I am so sorry and know how hard this is as our Gromit also 15 is crossing the bridge very soon. It is so hard. We can only be grateful for knowing they lived a long and happy life. My heart is breaking along with yours.


----------



## PrincessDi

I'm very sorry to read about Gromit. Appreciate you writing at such a difficult time for you. Take as many pictures as you can. Thinking of you at this hard time.



Joanne & Asia said:


> I am so sorry and know how hard this is as our Gromit also 15 is crossing the bridge very soon. It is so hard. We can only be grateful for knowing they lived a long and happy life. My heart is breaking along with yours.


----------



## HolDaisy

Thinking of you, it's so difficult to lose a best friend  It's so painful when they come home, comforting that they are back with you but also heartbreaking  We all understand your pain


----------



## PrincessDi

My sweet, boy. Your Daddy and I were watching the fireflys last night and thinking that you didn't get to watch them your last night with us. Praying that there are lots of fireflys for you to enjoy at the bridge. It's real hard to see a purpose any more without you. It is like all the joy has gone from life. Love you more than you'll ever know.


----------



## maggie1951

PrincessDi said:


> My sweet, boy. Your Daddy and I were watching the fireflys last night and thinking that you didn't get to watch them your last night with us. Praying that there are lots of fireflys for you to enjoy at the bridge. It's real hard to see a purpose any more without you. It is like all the joy has gone from life. Love you more than you'll ever know.

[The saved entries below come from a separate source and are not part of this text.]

Issue #3032, opened 2026-08-04
Memory leak: FREED_POOL_IDS grows unbounded in the Python node GPU memory-pool fast path


CapThunder19:
## Summary
FREED_POOL_IDS (a process-global HashSet<String> in apis/python/node/src/lib.rs) is used by the zero-copy GPU memory-pool fast path to detect read-after-free. Every call to free_memory_pool inserts an entry into this set, but nothing ever removes entries in normal operation the set grows for the entire lifetime of the process.

## Where
apis/python/node/src/lib.rs

Declaration: ~line 140-145
Insertion (never pruned in practice): ~lines 3320-3329, in free_memory_pool
The only removal path exists at ~lines 3866-3875, but it only fires when a receiver re-reads the exact same buffer_id later and buffer_id is format!("pool_{}_{}", node_id, pool_counter), where pool_counter comes from a monotonic counter that never repeats within a process. So the removal path essentially never triggers during normal streaming.
The struct's own doc comment already admits this:

/// Tracks freed pool buffer IDs so the DORADMA fast path can detect
/// read-after-free. Entries are inserted on free_memory_pool and never
/// pruned bounded in practice by the total number of registrations
/// over the process lifetime.
That "bounded in practice" claim doesn't hold for the workload this feature targets.

## Impact
For a node doing register  write  free once per frame (e.g. a camera or tensor-producing node at 30-60Hz, the exact zero-copy GPU use case this feature was built for), every frame permanently adds a new entry. At 30fps that's ~2.6M entries/day, growing memory usage by roughly 100+ MB/day with no upper bound a real risk of OOM in long-running production robotics/AI pipelines, which is the deployment scenario this feature and dora's fault-tolerance work are meant to support.

Notably, every other per-pool cache in the same function (PINNED_POOL, TRANSIT_META, RECV_GPU_VA, RECV_CPU_SHMEM, GPU_BUF_SIZES) is explicitly cleaned up on free, with comments calling out leak avoidance this one was just missed.

## Suggested fix
Bound FREED_POOL_IDS instead of letting it grow forever, e.g. replace it with an LRU/ring-buffer structure (indexmap::IndexSet + evict-oldest past a size threshold like a few thousand entries). The set only needs to catch reads shortly after a free, so unbounded retention isn't required for correctness.

CapThunder19:
@dora-bot assign me

phil-opp:
Closed by 3039

PR #3039, opened 2026-08-05
fix(python): bound FREED_POOL_IDS to stop unbounded memory growth in …

CapThunder19:
## Summary

`FREED_POOL_IDS` (a process-global set in `apis/python/node/src/lib.rs`) tracks freed GPU memory-pool buffer IDs so the DORADMA fast path can detect read-after-free. Every `free_memory_pool` call inserted into this set, but nothing ever removed entries in normal operation  the set grew for the entire lifetime of the process.

Because `buffer_id` is derived from a monotonic per-process counter that never repeats, a node doing register  write free once per frame (the exact zero-copy GPU streaming use case this feature targets, e.g. a camera node at 30-60Hz) added one permanent entry per frame, with no upper bound. At 30fps that's ~2.6M entries/day an unbounded memory leak in exactly the long-running production pipelines dora is meant to support.

This PR bounds `FREED_POOL_IDS` with a small FIFO-eviction wrapper (`FreedPoolIds`), capped at `FREED_POOL_IDS_CAP` (4096) entries, since only recently-freed buffers are relevant for read-after-free detection.

## Root cause

- `apis/python/node/src/lib.rs`, previously `FREED_POOL_IDS: LazyLock<Mutex<HashSet<String>>>`  insert-only, no eviction.
- The one removal path (clearing the tombstone on a successful fast-path read) only fires when a receiver re-reads the *exact same* `buffer_id`, which requires the same `node_id + counter` pair  effectively impossible during normal streaming since the counter never repeats.
- Every other per-pool cache in `free_memory_pool` (`PINNED_POOL`, `TRANSIT_META`, `RECV_GPU_VA`, `RECV_CPU_SHMEM`, `GPU_BUF_SIZES`) is explicitly cleaned up with comments calling out leak-avoidance this one was missed.

## Fix

Replaced the plain `HashSet<String>` with `FreedPoolIds`, a small struct pairing a `HashSet<String>` (O(1) membership) with a `VecDeque<String>` (insertion order), evicting the oldest entry once the set exceeds `FREED_POOL_IDS_CAP`. No new dependencies, no protocol/API changes scoped entirely to this one file.

## Testing

Added `freed_pool_ids_tests` (unit tests, co-located with the struct, matching this file's existing `seqlock_tests` convention):
- `insert_past_cap_does_not_grow_unbounded` regression test for the leak: inserting 4x the cap keeps `len()` bounded at exactly the cap.
- `insert_past_cap_evicts_oldest_first` confirms FIFO eviction (oldest gone, newest retained).
- `duplicate_insert_is_idempotent`  re-inserting a tracked ID doesn't inflate the count or eviction queue.
- `remove_drops_membership_and_order_entry`  covers the existing tombstone-clear path and re-insertion after removal.

#3032

### DIFF
--- a/apis/python/node/src/lib.rs
+++ b/apis/python/node/src/lib.rs
@@ -137,12 +137,114 @@ static CUDA_HELPERS: LazyLock<std::sync::Mutex<Option<Py<PyModule>>>> =
 /// Counter to make pinned memory buffer IDs unique across registrations.
 static PINNED_COUNTER: LazyLock<std::sync::Mutex<u64>> = LazyLock::new(|| std::sync::Mutex::new(0));
 
+/// Maximum number of freed pool buffer IDs to remember at once. Only
+/// recently-freed buffers are useful for read-after-free detection, so
+/// once the cap is exceeded the oldest entries are evicted rather than
+/// keeping every ID for the life of the process.
+const FREED_POOL_IDS_CAP: usize = 4096;
+
 /// Tracks freed pool buffer IDs so the DORADMA fast path can detect
-/// read-after-free. Entries are inserted on free_memory_pool and never
-/// pruned — bounded in practice by the total number of registrations
-/// over the process lifetime.
-static FREED_POOL_IDS: LazyLock<std::sync::Mutex<HashSet<String>>> =
-    LazyLock::new(|| std::sync::Mutex::new(HashSet::new()));
+/// read-after-free. Bounded to `FREED_POOL_IDS_CAP` entries (oldest evicted
+/// first) so long-running nodes doing register->write->free every frame
+/// don't leak memory indefinitely.
+static FREED_POOL_IDS: LazyLock<std::sync::Mutex<FreedPoolIds>> =
+    LazyLock::new(|| std::sync::Mutex::new(FreedPoolIds::default()));
+
+/// Bounded, insertion-ordered set of freed pool buffer IDs. `set` gives
+/// O(1) membership checks; `order` tracks insertion order so the oldest
+/// entry can be evicted once `FREED_POOL_IDS_CAP` is exceeded.
+#[derive(Default)]
+struct FreedPoolIds {
+    set: HashSet<String>,
+    order: std::collections::VecDeque<String>,
+}
+
+impl FreedPoolIds {
+    fn insert(&mut self, id: String) {
+        if self.set.insert(id.clone()) {
+            self.order.push_back(id);
+            while self.order.len() > FREED_POOL_IDS_CAP {
+                if let Some(oldest) = self.order.pop_front() {
+                    self.set.remove(&oldest);
+                }
+            }
+        }
+    }
+
+    fn contains(&self, id: &str) -> bool {
+        self.set.contains(id)
+    }
+
+    fn remove(&mut self, id: &str) {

I sure know what you mean i love my dogs now very much but life was fun with my Sadie and Meg.


----------



## PrincessDi

*At 5:15 pm last Thursday*

At exactly 5:15 pm last Thursday, my world became dark. That was the last time that I looked into your beautiful brown eyes. You were the best thing in our lives. The last link to home and now that is gone. 

It's no surprise the pain that loosing you brings. I knew how hard this would be. Everywhere I look, you're not there. It hurts beyond measure. It is so hard to go on and function. A million times a day you're missed. It's hard to believe that the world still goes on. It doesn't feel like it should.

Your love will burn eternally inside my heart. I love you and miss you so!

:heartbeat:heartbeat:heartbeat:heartbeat:heartbeat:heartbeat:heartbeat:heartbeat:heartbeat:heartbeat:heartbeat​


----------



## Claire's Friend

* "It's hard to believe that the world still goes on. It doesn't feel like it should."
I agree, this has always been one of the hardest parts for me.:smooch:
*


----------



## SandyK

OMG...I am so sorry you had to say good-bye to Max. I haven't been on here much lately and I didn't see your post. I am crying for you...your house must feel so empty. My heart just aches for you! He will be in your heart forever along with your other babies. RIP sweet Max!


----------



## Buddy's mom forever

I am thinking of you. I feel your pain and know it all. No need for words, broken hearts have the same heartbeat rhythm.


----------



## HolDaisy

Thinking of you  we understand your heartache and pain. Max will be running free with all his new golden friends and always watching over you!


----------



## coppers-mom

My heart breaks for you.
Max was such a sweetheart:smooch: and I am so glad I got to meet him. I wish he was still here and happy.


----------



## PrincessDi

My sweet boy, it's been 2 long weeks since I held you and looked into your beautiful eyes. In the 14 3/4 years that we had together, this is the longest that we've ever been without you. This world is so bleak and empty without you. It's so hard to not see you in all the places that you were always at (which was usually about 2 steps away from me). It's hard to even concentrate and get anything done. You were always right by my side all day as I worked and right next to me in bed. Words are so inadequate to explain the pain of loosing you! Just can't contemplate the future without you. I love you my sweet boy, more than you could ever know!


----------



## vrmueller

Tears for your loss of Max. Heartbreaking...


----------



## Rainheart

So so sorry for your loss of Max... what a sweet angel he is and I know he is playing with your pups and ours at the bridge.


----------



## Buddy's mom forever

Dear Pam, unfortunately there are no words to help, no magic formula to share. I know how much it hurts and how long it could last, if not forever. The only thing what gives me "some" peace is it wouldn't hurt so hard if I did not love my Buddy so much. This pain just shows us we could not love any more. Hugs to you at this difficult time.


----------



## Jingers mom

I'm so sorry for your loss. Max was a beautiful boy.


----------



## ggdenny

I'm so sorry. My heart aches for you.


----------



## coppers-mom

PrincessDi said:


> _ I love you my sweet boy, more than you could ever know!_


I think Max knew how much he was loved. You could see it in his sweet soulful eyes.:smooch:

When I went hiking or riding in the woods with copper and Jack, they were often just ahead of me and maybe just around the next curve in the trail and maybe I couldn't see them if the leaves were on the trees.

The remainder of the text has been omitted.